Action item:
In the records below, find the line with "Issue #4677, opened 2022-12-17" and the line with "yuval-hazaz, line 360: How". Print both exactly, along with every line between them, and no other line.

Data section START

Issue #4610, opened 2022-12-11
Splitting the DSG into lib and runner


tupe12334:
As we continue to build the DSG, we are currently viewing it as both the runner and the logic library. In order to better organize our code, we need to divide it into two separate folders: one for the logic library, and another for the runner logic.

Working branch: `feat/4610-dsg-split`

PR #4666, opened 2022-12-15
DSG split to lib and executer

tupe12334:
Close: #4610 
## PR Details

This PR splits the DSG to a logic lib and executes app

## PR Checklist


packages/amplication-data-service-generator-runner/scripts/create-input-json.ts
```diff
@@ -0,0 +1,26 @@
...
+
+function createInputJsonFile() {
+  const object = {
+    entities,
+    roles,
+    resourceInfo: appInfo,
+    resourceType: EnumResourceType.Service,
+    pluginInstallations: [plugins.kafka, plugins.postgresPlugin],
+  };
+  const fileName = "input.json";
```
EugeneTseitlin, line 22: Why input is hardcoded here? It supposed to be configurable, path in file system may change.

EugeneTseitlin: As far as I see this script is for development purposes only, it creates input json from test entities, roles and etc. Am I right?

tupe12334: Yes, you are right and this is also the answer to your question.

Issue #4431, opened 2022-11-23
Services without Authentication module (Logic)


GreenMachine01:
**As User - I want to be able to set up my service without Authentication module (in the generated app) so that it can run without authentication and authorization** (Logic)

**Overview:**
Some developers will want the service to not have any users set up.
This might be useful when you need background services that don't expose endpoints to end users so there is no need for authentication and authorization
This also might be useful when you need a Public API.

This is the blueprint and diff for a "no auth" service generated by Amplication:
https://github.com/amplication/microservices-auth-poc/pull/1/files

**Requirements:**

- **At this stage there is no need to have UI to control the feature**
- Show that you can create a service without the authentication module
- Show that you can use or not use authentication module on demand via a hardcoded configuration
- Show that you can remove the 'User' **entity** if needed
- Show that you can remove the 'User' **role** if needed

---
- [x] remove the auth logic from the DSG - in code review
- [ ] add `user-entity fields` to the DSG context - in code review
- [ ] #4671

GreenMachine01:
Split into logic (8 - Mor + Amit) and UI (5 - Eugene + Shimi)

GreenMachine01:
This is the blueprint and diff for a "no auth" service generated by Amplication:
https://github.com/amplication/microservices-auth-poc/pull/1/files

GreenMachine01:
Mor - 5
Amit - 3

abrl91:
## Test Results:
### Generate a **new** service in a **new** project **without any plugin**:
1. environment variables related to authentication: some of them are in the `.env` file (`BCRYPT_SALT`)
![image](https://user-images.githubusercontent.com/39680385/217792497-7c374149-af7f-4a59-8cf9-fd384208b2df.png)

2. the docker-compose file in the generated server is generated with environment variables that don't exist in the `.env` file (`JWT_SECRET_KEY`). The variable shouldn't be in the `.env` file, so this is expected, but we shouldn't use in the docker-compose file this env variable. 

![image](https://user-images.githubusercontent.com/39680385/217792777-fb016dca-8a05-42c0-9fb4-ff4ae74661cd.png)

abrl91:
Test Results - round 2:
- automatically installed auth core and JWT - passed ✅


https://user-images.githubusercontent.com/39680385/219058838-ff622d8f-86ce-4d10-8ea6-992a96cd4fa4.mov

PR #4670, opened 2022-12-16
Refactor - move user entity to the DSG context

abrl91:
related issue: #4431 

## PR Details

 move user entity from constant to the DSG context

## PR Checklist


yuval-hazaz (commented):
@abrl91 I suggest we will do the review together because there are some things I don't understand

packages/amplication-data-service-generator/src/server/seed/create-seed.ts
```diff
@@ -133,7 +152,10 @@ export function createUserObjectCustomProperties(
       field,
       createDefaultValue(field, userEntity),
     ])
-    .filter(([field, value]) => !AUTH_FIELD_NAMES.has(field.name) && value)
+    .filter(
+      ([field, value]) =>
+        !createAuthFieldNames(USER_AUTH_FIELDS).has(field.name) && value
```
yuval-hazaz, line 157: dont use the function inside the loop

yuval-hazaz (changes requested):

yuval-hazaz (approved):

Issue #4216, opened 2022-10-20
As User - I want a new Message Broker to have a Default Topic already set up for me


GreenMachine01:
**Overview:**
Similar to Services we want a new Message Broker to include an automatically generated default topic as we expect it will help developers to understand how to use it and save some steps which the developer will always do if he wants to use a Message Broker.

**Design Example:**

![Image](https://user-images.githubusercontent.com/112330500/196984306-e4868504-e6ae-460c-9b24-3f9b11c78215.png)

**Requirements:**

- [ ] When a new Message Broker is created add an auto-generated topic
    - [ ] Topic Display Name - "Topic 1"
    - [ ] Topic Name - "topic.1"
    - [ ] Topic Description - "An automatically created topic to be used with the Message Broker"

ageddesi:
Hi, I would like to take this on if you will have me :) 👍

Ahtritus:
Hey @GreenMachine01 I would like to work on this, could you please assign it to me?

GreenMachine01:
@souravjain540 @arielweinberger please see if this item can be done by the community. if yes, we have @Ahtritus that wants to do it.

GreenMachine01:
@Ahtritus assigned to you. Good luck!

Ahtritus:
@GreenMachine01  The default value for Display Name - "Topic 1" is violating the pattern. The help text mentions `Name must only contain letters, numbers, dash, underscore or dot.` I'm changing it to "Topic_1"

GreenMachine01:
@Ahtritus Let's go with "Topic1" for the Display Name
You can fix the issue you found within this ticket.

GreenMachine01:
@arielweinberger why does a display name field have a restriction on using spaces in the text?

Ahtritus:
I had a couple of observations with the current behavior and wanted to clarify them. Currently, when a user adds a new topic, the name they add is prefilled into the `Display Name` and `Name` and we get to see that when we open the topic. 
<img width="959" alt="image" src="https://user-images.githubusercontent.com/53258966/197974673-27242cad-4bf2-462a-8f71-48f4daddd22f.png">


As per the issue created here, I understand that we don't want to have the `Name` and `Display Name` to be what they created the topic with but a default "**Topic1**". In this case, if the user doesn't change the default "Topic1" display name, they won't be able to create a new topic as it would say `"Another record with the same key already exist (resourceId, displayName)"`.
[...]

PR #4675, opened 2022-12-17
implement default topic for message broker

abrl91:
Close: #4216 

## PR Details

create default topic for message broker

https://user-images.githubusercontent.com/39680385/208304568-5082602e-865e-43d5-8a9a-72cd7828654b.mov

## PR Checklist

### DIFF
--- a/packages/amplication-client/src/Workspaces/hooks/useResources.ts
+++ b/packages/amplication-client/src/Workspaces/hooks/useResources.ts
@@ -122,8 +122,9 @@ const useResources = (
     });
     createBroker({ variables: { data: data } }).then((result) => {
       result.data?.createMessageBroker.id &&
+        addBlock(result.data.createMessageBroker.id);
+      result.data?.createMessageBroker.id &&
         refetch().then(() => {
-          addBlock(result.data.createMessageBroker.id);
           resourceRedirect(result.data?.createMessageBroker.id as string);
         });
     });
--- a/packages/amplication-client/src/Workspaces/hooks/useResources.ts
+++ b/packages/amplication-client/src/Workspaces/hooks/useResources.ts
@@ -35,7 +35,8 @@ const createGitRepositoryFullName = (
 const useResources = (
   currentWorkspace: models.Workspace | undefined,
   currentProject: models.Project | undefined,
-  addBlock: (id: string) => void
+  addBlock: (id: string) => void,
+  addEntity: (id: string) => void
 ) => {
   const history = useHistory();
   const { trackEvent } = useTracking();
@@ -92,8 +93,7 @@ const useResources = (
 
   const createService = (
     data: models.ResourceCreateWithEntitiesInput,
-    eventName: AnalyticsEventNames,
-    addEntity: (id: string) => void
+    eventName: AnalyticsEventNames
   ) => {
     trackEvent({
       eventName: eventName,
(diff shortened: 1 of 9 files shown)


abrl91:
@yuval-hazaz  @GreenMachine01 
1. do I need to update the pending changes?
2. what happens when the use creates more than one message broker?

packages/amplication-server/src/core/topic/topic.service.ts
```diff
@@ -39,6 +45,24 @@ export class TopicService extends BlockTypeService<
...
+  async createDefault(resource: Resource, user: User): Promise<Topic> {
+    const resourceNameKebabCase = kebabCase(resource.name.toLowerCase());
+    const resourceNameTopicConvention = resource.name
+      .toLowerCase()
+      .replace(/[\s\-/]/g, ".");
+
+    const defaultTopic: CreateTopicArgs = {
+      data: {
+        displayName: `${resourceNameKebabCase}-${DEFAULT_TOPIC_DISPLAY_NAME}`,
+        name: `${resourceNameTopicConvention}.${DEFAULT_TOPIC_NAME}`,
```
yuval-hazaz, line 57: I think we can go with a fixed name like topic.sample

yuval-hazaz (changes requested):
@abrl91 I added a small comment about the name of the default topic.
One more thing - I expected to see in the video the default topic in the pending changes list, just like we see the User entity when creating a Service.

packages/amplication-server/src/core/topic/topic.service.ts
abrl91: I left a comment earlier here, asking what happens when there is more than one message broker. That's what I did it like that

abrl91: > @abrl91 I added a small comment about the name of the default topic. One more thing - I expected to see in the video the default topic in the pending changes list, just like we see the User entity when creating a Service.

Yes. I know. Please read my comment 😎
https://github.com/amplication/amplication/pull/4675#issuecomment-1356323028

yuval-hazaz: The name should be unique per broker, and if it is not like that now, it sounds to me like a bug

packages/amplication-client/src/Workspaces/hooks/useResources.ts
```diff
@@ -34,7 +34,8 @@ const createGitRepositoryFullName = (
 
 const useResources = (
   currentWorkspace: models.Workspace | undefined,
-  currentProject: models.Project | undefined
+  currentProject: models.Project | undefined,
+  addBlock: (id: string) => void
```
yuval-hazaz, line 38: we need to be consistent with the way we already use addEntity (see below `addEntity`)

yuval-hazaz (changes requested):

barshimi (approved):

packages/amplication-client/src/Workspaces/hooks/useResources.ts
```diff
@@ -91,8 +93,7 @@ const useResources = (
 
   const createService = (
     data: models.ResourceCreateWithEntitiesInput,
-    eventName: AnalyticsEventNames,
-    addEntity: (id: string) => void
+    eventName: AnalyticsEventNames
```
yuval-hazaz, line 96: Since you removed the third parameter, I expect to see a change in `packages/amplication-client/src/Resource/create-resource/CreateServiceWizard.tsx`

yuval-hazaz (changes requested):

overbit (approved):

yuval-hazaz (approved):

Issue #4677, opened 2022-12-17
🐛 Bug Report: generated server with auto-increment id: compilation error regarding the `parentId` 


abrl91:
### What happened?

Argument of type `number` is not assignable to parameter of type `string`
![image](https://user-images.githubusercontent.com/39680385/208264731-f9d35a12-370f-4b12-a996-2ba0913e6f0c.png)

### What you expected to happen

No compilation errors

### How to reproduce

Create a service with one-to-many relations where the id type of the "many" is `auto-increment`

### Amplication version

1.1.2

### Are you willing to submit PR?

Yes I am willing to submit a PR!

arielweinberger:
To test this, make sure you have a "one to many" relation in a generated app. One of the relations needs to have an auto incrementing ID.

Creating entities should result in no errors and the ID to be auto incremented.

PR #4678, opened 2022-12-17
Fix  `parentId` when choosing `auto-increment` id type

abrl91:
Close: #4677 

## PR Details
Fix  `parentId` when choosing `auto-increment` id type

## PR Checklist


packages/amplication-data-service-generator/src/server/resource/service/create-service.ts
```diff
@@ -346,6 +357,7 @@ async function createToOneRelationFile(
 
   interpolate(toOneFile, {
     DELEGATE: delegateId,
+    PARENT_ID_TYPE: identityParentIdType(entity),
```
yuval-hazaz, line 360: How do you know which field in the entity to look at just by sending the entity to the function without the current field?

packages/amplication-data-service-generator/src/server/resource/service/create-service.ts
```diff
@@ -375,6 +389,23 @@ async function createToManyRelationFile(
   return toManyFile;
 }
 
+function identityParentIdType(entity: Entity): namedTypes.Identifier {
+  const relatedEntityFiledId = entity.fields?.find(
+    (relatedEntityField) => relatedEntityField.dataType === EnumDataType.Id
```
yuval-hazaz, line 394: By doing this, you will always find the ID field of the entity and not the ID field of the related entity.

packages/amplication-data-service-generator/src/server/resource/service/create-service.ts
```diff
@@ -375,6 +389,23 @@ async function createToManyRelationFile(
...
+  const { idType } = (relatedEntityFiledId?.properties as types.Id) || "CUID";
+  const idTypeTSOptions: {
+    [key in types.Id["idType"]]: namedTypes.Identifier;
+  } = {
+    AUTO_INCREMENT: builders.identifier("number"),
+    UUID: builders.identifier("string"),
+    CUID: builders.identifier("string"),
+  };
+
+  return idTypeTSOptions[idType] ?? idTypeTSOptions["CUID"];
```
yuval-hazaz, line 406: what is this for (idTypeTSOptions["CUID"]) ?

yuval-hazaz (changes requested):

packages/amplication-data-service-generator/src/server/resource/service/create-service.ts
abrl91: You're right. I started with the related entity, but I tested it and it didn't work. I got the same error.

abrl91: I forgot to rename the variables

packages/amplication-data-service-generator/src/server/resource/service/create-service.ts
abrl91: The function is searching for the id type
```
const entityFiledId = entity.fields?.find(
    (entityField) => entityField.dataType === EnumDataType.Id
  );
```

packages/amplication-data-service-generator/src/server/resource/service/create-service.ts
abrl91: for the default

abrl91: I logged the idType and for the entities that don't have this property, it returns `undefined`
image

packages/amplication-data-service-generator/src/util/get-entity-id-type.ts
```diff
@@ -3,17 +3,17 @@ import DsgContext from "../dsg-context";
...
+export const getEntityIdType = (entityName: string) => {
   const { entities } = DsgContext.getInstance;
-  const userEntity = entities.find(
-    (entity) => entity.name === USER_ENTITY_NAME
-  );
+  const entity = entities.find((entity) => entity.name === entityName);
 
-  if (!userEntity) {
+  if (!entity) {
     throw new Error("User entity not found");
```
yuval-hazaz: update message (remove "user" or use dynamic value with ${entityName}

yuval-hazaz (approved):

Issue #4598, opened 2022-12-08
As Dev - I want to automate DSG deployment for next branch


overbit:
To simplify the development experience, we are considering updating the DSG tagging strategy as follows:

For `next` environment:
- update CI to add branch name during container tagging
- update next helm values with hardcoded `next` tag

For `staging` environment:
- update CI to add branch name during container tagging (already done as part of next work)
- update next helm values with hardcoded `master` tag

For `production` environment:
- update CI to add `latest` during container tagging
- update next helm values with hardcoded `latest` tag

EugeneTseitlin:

Data section END

Response:
Issue #4677, opened 2022-12-17
🐛 Bug Report: generated server with auto-increment id: compilation error regarding the `parentId` 


abrl91:
### What happened?

Argument of type `number` is not assignable to parameter of type `string`
![image](https://user-images.githubusercontent.com/39680385/208264731-f9d35a12-370f-4b12-a996-2ba0913e6f0c.png)

### What you expected to happen

No compilation errors

### How to reproduce

Create a service with one-to-many relations where the id type of the "many" is `auto-increment`

### Amplication version

1.1.2

### Are you willing to submit PR?

Yes I am willing to submit a PR!

arielweinberger:
To test this, make sure you have a "one to many" relation in a generated app. One of the relations needs to have an auto incrementing ID.

Creating entities should result in no errors and the ID to be auto incremented.

PR #4678, opened 2022-12-17
Fix  `parentId` when choosing `auto-increment` id type

abrl91:
Close: #4677 

## PR Details
Fix  `parentId` when choosing `auto-increment` id type

## PR Checklist


packages/amplication-data-service-generator/src/server/resource/service/create-service.ts
```diff
@@ -346,6 +357,7 @@ async function createToOneRelationFile(
 
   interpolate(toOneFile, {
     DELEGATE: delegateId,
+    PARENT_ID_TYPE: identityParentIdType(entity),
```
yuval-hazaz, line 360: How do you know which field in the entity to look at just by sending the entity to the function without the current field?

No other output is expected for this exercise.